INSTRUCTIONS TO FOLLOW: Report all lines of the records that contain "goctl".
══════════════════════════════
Issue #5511, opened 2026-03-27
goctl-generated client code produces incorrect local path references in imports


Meng-Xin:
环境信息

  - goctl 版本: 1.9.2
  - 操作系统: Windows 10
  - Go 版本: 1.25.5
══════════════════════════════
TASK ANSWER:
goctl-generated client code produces incorrect local path references in imports
  - goctl 版本: 1.9.2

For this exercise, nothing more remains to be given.